** Opening RECORDS PROVIDED block **

PR #4723, opened 2022-02-04
move timeupdate event send to time service to ensure it is first even…

ettec:
closes  #4719 

TimeUpdate now sent by time service to ensure it is the first event.


jeremyletang (commented):
Looks good, just you gonna want to add `TimeUpdate` in quote in the changelog

pscott31 (approved):

PR #4728, opened 2022-02-07
fix execution snapshot by handling generated providers properly

wwestgarth:
closes #4694 

Mostly just handling the generated-providers from the execution engine properly.


pscott31 (commented):
I'd like to give you a green tick - I can't see anything wrong with the code itself but I don't really understand what's going on here so I don't really feel qualified to say if it's sensible or not :)

peterbarrow (approved):

PR #4838, opened 2022-02-22
Support voting using equity-like shares

ValentinTrinque:
Close #4831


wwestgarth (dismissed):

jeremyletang (commented):
Code looks fine. I think we will need to update the spam protection policy though, because it's not required for a voter to haver governance token anymore. @davidsiska-vega This might need some specs updates?

jeremyletang (approved):

jeremyletang (approved):

PR #560, opened 2024-03-28
Make webConsents public

finnp:
Hey,

in our React Native app we would like to read out the webConsents ourselves, so we can inject them manually instead of relying on `WKWebView.loadConsent`.

For this we need to access the webConsents

Does this make sense?

Best,
Finn

### DIFF
--- a/ConsentViewController/Classes/Consents/SPUserData.swift
+++ b/ConsentViewController/Classes/Consents/SPUserData.swift
@@ -70,7 +70,7 @@ public class SPConsent<ConsentType: Codable & Equatable & NSCopying>: NSObject, 
     /// - SeeAlso: `SPUSNatConsent`
     public let usnat: SPConsent<SPUSNatConsent>?
 
-    var webConsents: SPWebConsents { SPWebConsents(
+    public var webConsents: SPWebConsents { SPWebConsents(
         gdpr: .init(uuid: gdpr?.consents?.uuid, webConsentPayload: gdpr?.consents?.webConsentPayload),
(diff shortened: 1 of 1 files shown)


andresilveirah:
@finnp @thekorn it does make sense. Just want to add a word of caution, the `webConsents` property is a "blackbox" to the SDK, in other words, we can't make any guarantee upon its contents.

If you're ok with that, I think it makes sense to make it public. 

Changing the topic a bit:
* @finnp we're planing to develop our own RN SDK and have it released this quarter. Would you be interested in give us feedback and share knowledge about it?
* @thekorn really cool stuff what you develop on https://github.com/thekorn/sourcepoint_unified_cmp . We have Flutter support in our Roadmap and I'd love to get some feedback as well.

thekorn:
@andresilveirah nice!

regarding the "blackbox" thingy: everything is better than just reverse engineering this blackbox in any integration of this package, I guess. and for me, this web consent is more or less just a "nice to have" - so having no guarantee is just fine for me

regarding the flutter plugin, and your roadmap @andresilveirah - sure, lets talk. im also open to just hand this integration over to you, the sourcepoint org, or keep it in mine, whatever you prefer.

finnp:
I also think that it's a good first step to make it public. 👍 

It's not part of the documentation so I would argue you make no guarantees for it. But for special cases like a React Native or Flutter integration it's very helpful.

I'm also happy to give feedback about a react native implementation. Great to see that you are planning on working on it.

andresilveirah:
Thank you for the feedback @finnp & @thekorn .

PR #561, opened 2024-04-02
DIA-2963 fix `onError` not called for timeouts

andresilveirah:
* add new Errors cases
* make sure network is interrupted on error
* refactor graceful degradation condition


andresilveirah:
@Nevazhnovu I added a few new error classes to `SPError` do you need to create the equivalent on the Unity SDK?

PR #566, opened 2024-04-18
[HCD 503] Check MSPS consent status

tom-win87:


tom-win87:
Please check code example

PR #570, opened 2024-05-06
[HCD 516] Add default language precedence

tom-win87:


andresilveirah:
@tom-win87 
> the user's browser language will always take precedence over the language set in the SDK
It's a bit stronger than that, if the `user browser default` is set, the language set in the SDK is ignored and the browser's language will be used instead, if that is not supported, the default language is used as a fallback.

What I mean to say is, `user browser default` not only takes precedence, but causes the rendering app to completely ignore SDK setting.

tom-win87:
@andresilveirah Thank you for the clarification. I've updated the note using the stronger language

PR #577, opened 2024-07-26
Add `rejectAll` to `SPSDK` protocol and implementation for that

Nevazhnovu:


andresilveirah:
@Nevazhnovu please check which callbacks are called after calling rejectAll new feature.

PR #598, opened 2025-03-07
DIA-5293 update `mobile-core`

andresilveirah:


Nevazhnovu (approved):
My only concern is 2 test suites not passing. Otherwise, it's looking good!

andresilveirah:
Thanks for the review @Nevazhnovu . I believe there's an issue with the test runner, let me re-run the tests.

PR #603, opened 2025-03-28
Fallback to default `fontSize` for tvOS

Nevazhnovu:
[DIA-5170](https://sourcepoint.atlassian.net/browse/DIA-5170) CMP Not Displaying on tvOS (Basque Country Public TV)


andresilveirah:
@Nevazhnovu let's not go ahead with this fallback. If the weren't by the SDK "breaking" because of this, we wouldn't have found the issue with the `fontSize` being a string (`"x rem"`) instead of a float.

** Closing RECORDS PROVIDED block **

### [ASSIGNMENT]
Every line in the data that holds the string "integration" should be copied.

### [YOUR RESPONSE]
regarding the "blackbox" thingy: everything is better than just reverse engineering this blackbox in any integration of this package, I guess. and for me, this web consent is more or less just a "nice to have" - so having no guarantee is just fine for me
regarding the flutter plugin, and your roadmap @andresilveirah - sure, lets talk. im also open to just hand this integration over to you, the sourcepoint org, or keep it in mine, whatever you prefer.
It's not part of the documentation so I would argue you make no guarantees for it. But for special cases like a React Native or Flutter integration it's very helpful.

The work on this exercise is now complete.